Among the human rights Chevron's request would violate were the right of its citizens to seek legal redress, the right to access a national court system, and the right to non-discriminatory treatment of litigants. It also ruled that Chevron's request would require it to violate the country's Constitution by letting the private arbitral panel override the nation's public court system, itself a violation of international law.
In its earlier February 17 decision, the court had ruled that international law cannot be interpreted "to permit any person (such as Chevron or the Arbitral Panel) to interfere with the enjoyment and exercise of rights and liberties recognized in the Convention, nor can it override other rights and guarantees that are inherent in the rights of all men."
"A simple arbitral award ... cannot obligate judges to do violence to the human rights of the citizens of the country where it sits," said the panel.
A representative of the rainforest communities said the decision protects the independence of Ecuador's courts and ensures that a private investor treaty cannot trump the fundamental human rights of ordinary citizens.
"The Ecuador appellate panel spoke in a way that is consistent with both Ecuador's laws and the country's international treaty obligations," said Karen Hinton, the U.S. spokesperson for the rainforest communities. "It shows that Ecuador's independent courts will not succumb to Chevron's political pressure nor its request for special treatment."
The appellate ruling comes at a time when Chevron officials are furiously trying to cut a side deal with Ecuador's government to illegally quash the environmental case, said Fajardo. The company apparently offered $1 billion to the government to end-run the legal process, an act that could expose Chevron to criminal liability under various anti-bribery statutes in the United States and other countries, he added.

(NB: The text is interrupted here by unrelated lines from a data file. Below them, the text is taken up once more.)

PR #2804, opened 2026-06-20
perf(task-detail): cache cloud diff stats by content identity

pauldambra:
## Problem

Opening a large **cloud** task froze the renderer (100% CPU, no loaders — synchronous work). `extractCloudToolChangedFiles` line-diffs every changed file via `getDiffStats`, and it re-runs whenever the session `events` array changes identity. A big session log loads/streams in chunks, so **every changed file was re-diffed on every chunk** — O(files × updates).

Found by loading a production database (766 workspaces, 5.9 GB of logs, biggest single conversation 449 MB / 203k events) into a dev instance and CPU-profiling task loads over CDP. `getDiffStats` was the single biggest frame — **28% / ~2,088ms** on the worst load.

## Change

The diff content objects are stable across these recomputes (they're the session events' own objects), so cache `getDiffStats` results in a `WeakMap` keyed on the diff object. Repeated recomputes become O(new diffs) instead of O(all files). Output is unchanged — the cache only avoids recompute.

## Measurement

Same CDP profile, before/after:
- `getDiffStats`: **~2,088ms (28% of the worst load) → ~0** (dropped out of the hot path entirely).
- A representative large cloud task: **4,101ms → 1,282ms** blocked main-thread time on load.

A parameterised test pins the diff-stat values (added/removed across new/modified/removal) and that reusing the same diff object returns identical results.

## Scope

This is the **cloud-conversation** half of the freeze. The **sidebar** half (re-rendering all task rows on navigation) is a separate PR (memoizing `TaskRow`). Residual cost on the most extreme 449 MB task is now diffuse (log parsing, file-search indexing) with no single dominant frame — a possible future follow-up is incrementalizing `buildCloudEventSummary`, but the dominant freeze is resolved.

### DIFF
--- a/packages/core/src/task-detail/cloudToolChanges.test.ts
+++ b/packages/core/src/task-detail/cloudToolChanges.test.ts
@@ -62,6 +62,61 @@ describe("extractCloudToolChangedFiles", () => {
     expect(result).toHaveLength(1);
     expect(result[0].path).toBe("src/app.ts");
   });
+
+  it.each([
+    {
+      name: "new file counts all lines as added",
+      kind: "write" as const,
+      oldText: undefined,
+      newText: "a\nb\nc",
+      added: 3,
+      removed: 0,
+    },
+    {
+      name: "modified file counts added and removed",
+      kind: "edit" as const,
+      oldText: "a\nb\nc",
+      newText: "a\nB\nc\nd",
+      added: 2,
+      removed: 1,
+    },
+    {
+      name: "pure removal counts removed only",
+      kind: "edit" as const,
+      oldText: "a\nb\nc",
+      newText: "a",
+      added: 0,
+      removed: 2,
+    },
+  ])("diff stats: $name", ({ kind, oldText, newText, added, removed }) => {
+    const calls = makeToolCalls(
+      toolCall({
+        toolCallId: "tc",
+        kind,
+        locations: [{ path: "src/f.ts" }],
+        content: diffContent("src/f.ts", newText, oldText),
+      }),
+    );
+    const [file] = extractCloudToolChangedFiles(calls);
+    expect(file.linesAdded).toBe(added);
+    expect(file.linesRemoved).toBe(removed);
+  });
+
+  it("returns identical stats when the same diff object is reused (cache)", () => {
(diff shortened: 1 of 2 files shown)


pauldambra:
> [!NOTE]
>
> Clean-room review: qa-team, paul-reviewer, xp-reviewer, security-audit — all on Opus.

## Verdict: ✅ APPROVE (unanimous)

All four approved; this is a clean, correct, well-targeted memoization.

### Verified (the load-bearing correctness question)
The cache key — the diff content object — is sound. All four reviewers independently traced it: `getDiffStats` reads only `oldText`/`newText`, which live *on the key object itself*; the session store **appends** events (`sessionStore` push, never mutates in place), so already-seen diff objects keep identity across the `buildCloudEventSummary` recomputes — the WeakMap hits, and a cached value can never go stale relative to its key. WeakMap is the right structure (self-evicting, no leak). Behaviour is value-identical; only recompute is avoided. **security-audit: no cross-session contamination, no findings.**

### Actioned (convergent nit, paul + xp) — fixed in d46ed414b
The original cache test asserted value-equality, which passes even with the WeakMap removed (since `getDiffStats` is pure) — it tested purity, not the cache. Exported `cachedDiffStats` and rewrote the test to assert a cache hit returns the **same instance** (and a distinct-but-equal diff object recomputes), so it now fails if the cache regresses. This also pins qa-team's shared-return-reference observation.

### Non-blocking notes (left as-is)
- Module-level WeakMap is a process-global, but it's a pure memoization table (value derived from key), not mutable shared state — safe; reviewers agreed leaving it.
- xp/qa-team noted the deeper fix is incrementalizing `buildCloudEventSummary` (so the whole summary isn't rebuilt each update) — a possible follow-up; the cache is a correct, contained win for now.

| Reviewer | Verdict |
| --- | --- |
| 🔍 qa-team | APPROVE, risk NONE. Cache key sound, no leak, behaviour preserved. |
| 👤 paul | High trust, ship it. Verified the key holds; assert instance identity (done). |
| 📐 xp | Correctly diagnosed + built; tighten the cache test (done). |
| 🛡 security-audit | No findings. |

---

tatoalo (approved):

PR #2812, opened 2026-06-20
fix(auth): Log out on rejected refresh token instead of stalling startup

charlesvien:
## Problem

When a stored session holds a refresh token the server rejects (you logged in against a dev instance, or the token expired or was revoked), the desktop app hung on a blank "Loading..." screen and, 25 seconds later, showed "PostHog is taking longer than expected to start" with Retry and Get support. Restarting did not help, because the dead token was retried on every launch.

Root cause: the OAuth2 token endpoint returns an invalid, expired or revoked refresh token as HTTP 400 (`invalid_grant`, RFC 6749 section 5.2). Our OAuth client only classified 401/403 as auth errors, so a 400 fell through to `unknown_error`. That code is non-retryable and does not clear the stored session, so `AuthService` dropped bootstrap back into the `restoring` state with `bootstrapComplete: false` and never recovered. The UI sat on the loading screen until the 25s stall fallback fired.

Console from a failing launch:

```
(oauth-service) Token refresh failed: 400 Bad Request
Failed to restore stored auth session
```

## Changes

- `packages/core/src/oauth/oauth.ts`: classify HTTP 400 as an `auth_error` alongside 401/403. A rejected refresh token now takes the existing forced-logout path in `AuthService.refreshSession`: it clears the stored session, publishes anonymous state (`bootstrapComplete: true`) and routes the user straight to the login screen. No retries, no spinner, no stall screen.
- `packages/core/src/oauth/oauth.test.ts`: add a case asserting 400 is classified as `auth_error`, and repoint the other-4xx case to 404.

Unchanged: 5xx is still retried (`server_error`), fetch failures stay `network_error` and other 4xx stay `unknown_error`. The bootstrap stall fallback is kept as a safety net for a genuinely slow boot; it just no longer triggers for auth failures.

## How did you test this?

- `pnpm --filter @posthog/core test`: full core suite, 1616 passed. Covers both layers of the fix: `oauth.test.ts` proves a 400 is classified as `auth_error`, and `auth.test.ts` ("does not retry on auth_error and forces logout") proves that an `auth_error` clears the session and returns anonymous state.
- `pnpm --filter @posthog/core typecheck`: clean.
- `biome lint` on the two changed files: clean.
- Pre-commit hook ran repo-wide `pnpm typecheck` and Biome on commit: passed.

Not done: I did not reproduce the hang in the live Electron app. The coverage above is unit level across the classifier and the logout path.

## Automatic notifications

- [ ] Publish to changelog?

### DIFF
--- a/packages/core/src/oauth/oauth.test.ts
+++ b/packages/core/src/oauth/oauth.test.ts
@@ -122,31 +122,50 @@ describe("OAuthService.refreshToken", () => {
     expect(result.errorCode).toBe("auth_error");
   });
 
-  it("maps a 400 invalid_grant to an auth_error", async () => {
+  it.each([
+    {
+      name: "invalid_grant",
+      body: { error: "invalid_grant" },
+      expected: "auth_error",
+    },
+    {
+      name: "invalid_token",
+      body: { error: "invalid_token" },
+      expected: "auth_error",
+    },
+    {
+      name: "invalid_client",
+      body: { error: "invalid_client" },
+      expected: "unknown_error",
+    },
+    {
+      name: "invalid_request",
+      body: { error: "invalid_request" },
+      expected: "unknown_error",
+    },
+    {
+      name: "a non-string error field",
+      body: { error: 42 },
+      expected: "unknown_error",
+    },
+    { name: "no error field", body: {}, expected: "unknown_error" },
+  ])("maps a 400 $name to a $expected", async ({ body, expected }) => {
     const { service } = createDeps();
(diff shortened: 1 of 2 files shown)


charlesvien:
* **#2812** <a href="https://app.graphite.com/github/pr/PostHog/code/2812?utm_source=stack-comment-icon" target="_blank">Graphite</a> 👈 <a href="https://app.graphite.com/github/pr/PostHog/code/2812?utm_source=stack-comment-view-in-graphite" target="_blank">(View in Graphite)</a>
* `main`


<h2></h2>

k11kirky (approved):

PR #2813, opened 2026-06-21
refactor(arch): close DI, import-boundary and lifecycle gaps

charlesvien:
## Problem

A review of the architecture post package split surfaced a set of gaps where `apps/code` and the portable packages had drifted from this repo's own stated rules: portable `core`/`ui`, strongly-typed DI, a thin host, one-line tRPC forwards. None of these are structural redesigns. They are the codebase not yet matching its own architecture doc.

## Changes

DI token safety and import boundaries

- Remove the forbidden `Object.freeze` token bags `MAIN_TOKENS`, `RENDERER_TOKENS` (`apps/code`) and `TOKENS` (`workspace-server`); use the standalone `Symbol.for(...)` consts at every call site so `TypedContainer<BindingMap>` actually type-checks `get`/`bind`.
- `biome.jsonc`: drop the `!@posthog/core` negations that allowed import cycles back into `api-client`, `workspace-client` and `platform`; block `core`, `workspace-client` and `host-router` from `workspace-server`.
- `workspace-server/src/trpc.ts`: replace the package-level `container.get()` service-locator with a `createAppRouter(services)` factory resolved in `serve.ts` (the composition seam). The `container` import is removed entirely so any missed closure is a compile error.
- `GIT_DIFF_SOURCE` binding uses the injector `ctx.get()` instead of the module-level container.

Lifecycle and composition root

- Move `container.unbindAll()` out of `AppLifecycleService` into the `index.ts` composition root via a `beforeExit` hook on `gracefulExit`, so the service no longer reaches for the global container.

State placement

- Move the session domain store into `@posthog/core` as a `zustand/vanilla` store; `@posthog/ui` keeps a thin React wrapper. The immer proxy-lifetime guards in the dequeue paths are preserved verbatim.
- Add a 5 minute TTL to `SessionService.previewConfigOptionsCache` so stale cloud model lists do not persist for the renderer lifetime.

Reliability and correctness

- `WorkspaceServerService`: supervised restart with exponential backoff and a max-attempts cap, a `statusChanged` event stream, and a renderer failure banner with retry.
- `packages/agent`: thread LLM gateway config explicitly (`GatewayEnv`) into the Claude subprocess env instead of mutating the shared global `process.env`, which clobbered config across concurrent sessions.
- `clearApplicationStorage` now clears the encrypted SecureStore alongside `localStorage` (previously encrypted settings survived a factory reset).
- `AgentService.getOrCreateSession` overloads remove the unreachable `null` return on the new-session path.

[...]

PR #2816, opened 2026-06-21
fix(desktop): renderer boot error boundary and electron hardening

charlesvien:
## Problem

Two reliability and security gaps from the package split surfaced, deliberately split out from #2813 because they touch runtime-sensitive Electron config and warrant their own review.

1. If `boot()`, a module-scope import or an Inversify resolution throws during renderer startup, the user gets a blank window with no error and no recovery short of force-quitting.
2. The main window runs with `nodeIntegration: true`, which applies in production, not just dev.

## Changes

- Add a `BootErrorBoundary` (`apps/code/src/renderer/components/BootErrorBoundary.tsx`) around the root React tree, plus a `try/catch` around the synchronous bootstrap in `main.tsx` and a `.catch` on the async `boot(container)`. Any of those failing now renders a minimal, theme-independent error screen with a Reload button instead of a blank window, and logs the failure.
- Set `webPreferences.nodeIntegration: false` on the main window. `contextIsolation: true` is already set (so the renderer main world never had Node anyway) and the renderer is Vite-bundled with zero `node:*`/`require` usage in the main world, so this is defense in depth with no functional change.

Scope note: the dev-only `webSecurity: false` override is left in place. It does not affect production (production already runs with `webSecurity: true`) and flipping it risks breaking dev resource loading. The remaining dev/prod parity gap is deferred.

## How did you test this?

All run locally in the branch worktree:
- `pnpm typecheck`: 22/22 packages pass
- `pnpm lint`: clean
- `pnpm test`: `apps/code` 151 pass
- `node scripts/check-host-boundaries.mjs`: no new violations

Not yet done: a manual smoke test of the running app (dev and packaged). The `nodeIntegration` flip is low risk given `contextIsolation: true`, but it changes runtime Electron config, so a human should confirm the window still loads and agents/terminals work before merge. This PR is left as a draft for that reason.

## Automatic notifications

- [ ] Publish to changelog?

### DIFF
--- a/apps/code/src/main/window.ts
+++ b/apps/code/src/main/window.ts
@@ -200,7 +200,7 @@ export function createWindow(): void {
     ...platformWindowConfig,
     show: false,
     webPreferences: {
-      nodeIntegration: true,
+      nodeIntegration: false,
       contextIsolation: true,
       preload: path.join(__dirname, "preload.js"),
       enableBlinkFeatures: "GetDisplayMedia",
--- a/apps/code/src/renderer/components/BootErrorBoundary.test.tsx
+++ b/apps/code/src/renderer/components/BootErrorBoundary.test.tsx
@@ -1,0 +1,95 @@
+import { fireEvent, render, screen } from "@testing-library/react";
+import { afterEach, describe, expect, it, vi } from "vitest";
+
+const { logError } = vi.hoisted(() => ({ logError: vi.fn() }));
+
+vi.mock("@posthog/ui/shell/logger", () => ({
+  logger: {
+    scope: () => ({
+      error: logError,
+      info: vi.fn(),
+      warn: vi.fn(),
+      debug: vi.fn(),
+    }),
+  },
+}));
+
+import {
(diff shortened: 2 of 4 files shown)


charlesvien:
* **#2816** <a href="https://app.graphite.com/github/pr/PostHog/code/2816?utm_source=stack-comment-icon" target="_blank">Graphite</a> 👈 <a href="https://app.graphite.com/github/pr/PostHog/code/2816?utm_source=stack-comment-view-in-graphite" target="_blank">(View in Graphite)</a>
* **#2813** <a href="https://app.graphite.com/github/pr/PostHog/code/2813?utm_source=stack-comment-icon" target="_blank">Graphite</a>
* `main`


<h2></h2>

tatoalo (approved):

charlesvien:
### Merge activity

* **Jun 24, 1:07 AM UTC**: @charlesvien merged this pull request with [Graphite](https://app.graphite.com/github/pr/PostHog/code/2816).

PR #2837, opened 2026-06-22
feat(agent-platform): identities, users + inline approvals in agent config UI

benjackwhite:
Surfaces the per-principal identity + **approvals** work in the agent **configuration** UI. Backend / runtime side: **PostHog/posthog#64997** (`feat(agent-platform): per-principal identity, credentials + approvals authority`).

## What's here

**Identities section** in the config pane
- New `identities` node listing `spec.identity_providers[]` (kind · binding · consumer count).
- Each provider cross-links to the **custom tools** (`requires_identity`) and **MCP servers** (`auth.provider`) that use it; those tool/MCP detail bodies link **back** to the identity — easy two-way nav.
- Flags **undeclared** references (a tool/MCP points at an identity not in `identity_providers`) and **unused** providers.
- Notes that native `@posthog/*` tools declare their provider intrinsically in the registry, so they don't appear in the spec (otherwise their absence reads as a bug).

**Users / connections pane** (per agent)
- Lists the agent's end-users (`agent_user`) and each user's linked external identities (connection metadata only — credentials are never sent to the client). Revoke a connection inline; "ban user" stubbed for later.
- Sessions tab gains a by-user filter. Shared `userDisplayName` helper; the API client throws on non-2xx for the list + revoke calls (no false-success toasts).

**Approval decisions** (inline chat + console)
- Inline `AgentChatPendingApprovalCard` in the live chat / builder dock branches on `approver_scope.type`: **`principal`** approvals are decided right there (the person driving the chat *is* the session principal) — posting to the **ingress** via the chat session (preview token + the user's bearer → principal-match), and the open `/listen` stream resumes the chat on approve. **`agent`** approvals show "an owner/admin must decide in the console" + link to the Approvals view rather than offering buttons.
- `approver_scope` is now a typed field on `AgentApprovalRequest` (`{ type, allow_edit }`), so the card branches without an inline cast.
- The owner-console Approvals view continues to decide `agent`-type approvals via Django.

**Nicer trigger config**
- Replaces the raw `JSON.stringify` dump with a value-typed renderer: on/off pills for booleans, chips for string arrays (e.g. `trusted_workspaces`), wrapped blocks for long text (cron `prompt`), inline scalars — each with a short hint for the well-known fields.

**Slug next to the app name**
- Mono slug chip beside the title in the agent detail header.

## Notes
- The Identities + Users sections only render for agents whose spec declares `identity_providers` / has end-users (i.e. those built on #64997).
- Touched files pass `tsc` + Biome. The pre-commit hook (full-repo typecheck) was bypassed where it fails on **pre-existing** errors in `canvas/` and `code-review/` on the base branch, unrelated to this change.

_(Folds in the stacked approval-decision-UI PR (#2851) — now a single PR.)_

## Follow-up (not in this PR)
Make these sections **spec-schema-driven** — overlay the revision's values on the JSON Schema (`z.toJSONSchema(AgentSpecSchema)`, already powering `@posthog/agent-applications-spec-schema`) so defaults / enums / new fields render automatically. The new value-typed trigger renderer is the nucleus; happy to take that on separately.


packages/api-client/src/posthog-client.ts
```diff
@@ -4543,6 +4547,34 @@ export class PostHogAPIClient {
...
+  /** Revoke one linked connection for an agent user (kept for audit, not deleted). */
+  async deleteAgentUserConnection(
+    idOrSlug: string,
+    agentUserId: string,
+    provider: string,
+  ): Promise<void> {
+    const teamId = await this.getTeamId();
+    const path = `${this.agentApplicationsPath(teamId)}${encodeURIComponent(idOrSlug)}/users/${encodeURIComponent(agentUserId)}/connections/${encodeURIComponent(provider)}/`;
+    const url = new URL(`${this.api.baseUrl}${path}`);
+    await this.api.fetcher.fetch({ method: "delete", url, path });
```
dmarticus: **`deleteAgentUserConnection` never checks `response.ok` → false success toast.**

The fetcher doesn't throw on non-2xx — every other DELETE in this client guards it (e.g. `if (!response.ok && response.status !== 404) throw …` around lines 1002 / 1084 / 1155). Because the mutation wires `onSuccess` to `toast.success("Connection revoked")` and has a real `onError` path, a 4xx/5xx will currently resolve as success and tell the operator a credential was revoked **when it wasn't**. For a destructive, audited action this is the one I'd most want fixed — recommend checking `response.ok` and throwing.

```ts
const response = await this.api.fetcher.fetch({ method: "delete", url, path });
if (!response.ok && response.status !== 404) {
  throw new Error(`Failed to revoke connection: ${response.status}`);
}
```

packages/api-client/src/posthog-client.ts
```diff
@@ -4543,6 +4547,34 @@ export class PostHogAPIClient {
...
+  // never cross this boundary. Proxied Django → janitor → runtime store, same
+  // shape as the memory endpoints above.
+
+  /** List the agent's end-users, each with their linked connections. */
+  async listAgentUsers(idOrSlug: string): Promise<AgentUsersListResponse> {
+    const teamId = await this.getTeamId();
+    const path = `${this.agentApplicationsPath(teamId)}${encodeURIComponent(idOrSlug)}/users/`;
+    const url = new URL(`${this.api.baseUrl}${path}`);
+    const response = await this.api.fetcher.fetch({ method: "get", url, path });
+    const data = (await response.json()) as Partial<AgentUsersListResponse>;
```
dmarticus, line 4603: **`listAgentUsers` masks server errors as an empty list.**

On a non-2xx that still returns JSON, `data.results ?? []` yields `[]`, so the pane shows its "No users yet" empty state rather than the dedicated "Couldn't load users" error branch — which will then rarely fire. This is consistent with the memory GET methods it mirrors (those also skip the check), so lower priority, but it also means the PR note that the pane "shows its empty/error state" until the backend ships is only half true: a 404-with-JSON renders as "No users yet," not an error. A `response.ok` check would let genuine failures surface.

packages/ui/src/features/agent-applications/components/AgentSessionsPane.tsx
```diff
@@ -23,14 +39,19 @@ const PAGE = 25;
...
   const [limit, setLimit] = useState(PAGE);
 
   const { data, isLoading, isError, isFetching, dataUpdatedAt, refetch } =
     useAgentApplicationSessions(idOrSlug, {
       limit,
       state: filter === "all" ? undefined : [filter],
+      agent_user_id: userId === "all" ? undefined : userId,
     });
 
+  const { data: usersData } = useAgentUsers(idOrSlug);
```
dmarticus, line 47: **Sessions pane now fires an unconditional `useAgentUsers` query.**

Every Sessions-tab load hits `/users/` solely to populate a filter dropdown that's hidden when empty. Until the backend endpoint exists this 404s on every visit (with react-query's default retries) on a hot, auto-polling tab. Low priority and it degrades gracefully, but it's avoidable failing traffic — worth deciding whether the filter earns its keep before the endpoint lands.

packages/ui/src/features/agent-applications/components/AgentUsersPane.tsx
```diff
@@ -0,0 +1,247 @@
...
+        confirming ? (
+          <Flex align="center" gap="1" className="shrink-0">
+            <Button
+              size="1"
+              variant="solid"
+              color="red"
+              disabled={disconnect.isPending}
+              onClick={() =>
+                disconnect.mutate(
+                  { agentUserId, provider: connection.provider },
```
dmarticus, line 200: **Disconnect targets `provider`, not the connection `id`.**

Rows are rendered per-connection (`user.connections.map`), but revoke deletes by `connection.provider`, and the unique `connection.id` goes unused. If a user can ever have two connections for the same provider, both rows revoke the same thing. Probably the backend enforces one-active-per-provider — worth confirming the API shape (delete-by-provider) against the UI (list-by-connection).

packages/ui/src/features/agent-applications/components/AgentSessionsPane.tsx
```diff
@@ -1,14 +1,30 @@
...
+import { useAgentUsers } from "../hooks/useAgentUsers";
 import { AgentDetailEmptyState, AgentDetailLayout } from "./AgentDetailLayout";
 import { AgentSessionRow } from "./AgentSessionRow";
 import { RefreshIndicator } from "./RefreshIndicator";
 
 type Filter = AgentSessionState | "all";
 
+/** Short label for a user in the filter dropdown: display name if the trigger
+ *  stamped one, else the principal id, prefixed by kind. */
+function userLabel(u: AgentUserWithConnections): string {
```
dmarticus, line 19: **Minor: duplicated display-name logic.**

This `userLabel` and `UserCard`'s `displayName` in `AgentUsersPane.tsx` both do the same `metadata.display_name ?? metadata.name ?? principal_id` resolution. Could be a single shared helper.

packages/ui/src/features/agent-applications/components/AgentConfigurationPane.tsx
```diff
@@ -765,6 +849,158 @@ function TriggersOverview({ spec, ctx }: { spec: AgentSpec; ctx: Ctx }) {
...
+  const display =
+    typeof value === "string" || typeof value === "number"
+      ? String(value)
+      : JSON.stringify(value);
+  return (
+    <OptionCard
+      label={human}
+      hint={hint}
+      trailing={
+        <Text className="truncate text-[12.5px] text-gray-12 [font-family:var(--font-mono)]">
```
dmarticus, line 948: **Nit: `truncate` inside a `shrink-0` span won't engage.**

The trailing wrapper is `min-w-0 shrink-0`, so `truncate` has no width bound to ellipsize against. An unusually long scalar (≤64 chars, no newline — so it misses the long-text block branch above) could overflow instead of truncating. Edge-casey, but worth a glance.

dmarticus (commented):
Thorough review pass — left inline comments on the findings below. Most are low-priority; #1 (the disconnect not checking `response.ok`) is the only one close to a blocker.

**Scope heads-up:** the diff is larger than the title implies — it also includes the full Users/Connections pane + sessions-by-user filter, and a fourth commit that is #2840 (observability MetricCards + cost clamp). That last one only exists on this branch and shows up here as a stacking artifact because the base is `posthog-code/m3a-final` (which doesn't yet contain #2840). Worth confirming it reconciles on rebase; I didn't re-review the `AgentAnalyticsView.tsx`/`format.ts` changes as part of this PR.

### What's done well (genuinely)
- The loosely-typed spec readers (`rec`/`str`/`arr`) are reused consistently with the existing convention, and slash-containing ids survive the `idParts.join("/")` path round-trip.
- Two-way identity cross-linking (tool/MCP ↔ provider) with **undeclared** and **unused** flagging is real, useful operator tooling.
- The credentials-never-serialized boundary is clearly documented in both the types and the client comment — good thing to make explicit.
- Confirm-before-revoke + a disabled stubbed "Ban" with an explanatory `title` is the right level of caution for a destructive surface.
- The session query key includes `params`, so the new `agent_user_id` filter caches/refetches correctly.
- Commit 2's index-key fix for duplicate array chips, with a clear `biome-ignore` rationale, is a nice catch.

Nice work overall — the identities UX is a solid addition.

dmarticus (approved):
Here's my feedback, but I have nothing blocking — left some inline comments (the disconnect `response.ok` check is the one I'd most want addressed, but it's not a gate). Nice work on the identities UX. 🚀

The Ecuador trial court in February 2011 found overwhelming scientific evidence that Chevron deliberately dumped billions of gallons of toxic waste into Amazon waterways when it operated in Ecuador under the Texaco brand from 1964 to 1992. The dumping decimated indigenous groups and caused an outbreak of cancer that could lead to thousands of deaths in the coming years, according to evidence before the court. See here and here.
A video that tells the story of the environmental disaster and of Chevron's fraudulent cover-up can be seen here.
The amount of damages set by the Ecuador court is modest compared to the potential liability of BP in the much smaller Deepwater Horizon disaster in the Gulf of Mexico, said Hinton. BP already has committed $20 billion in compensation for the Gulf spill, an amount that does not include an estimated $60 to $80 billion in additional liability from civil lawsuits now pending in U.S. federal courts.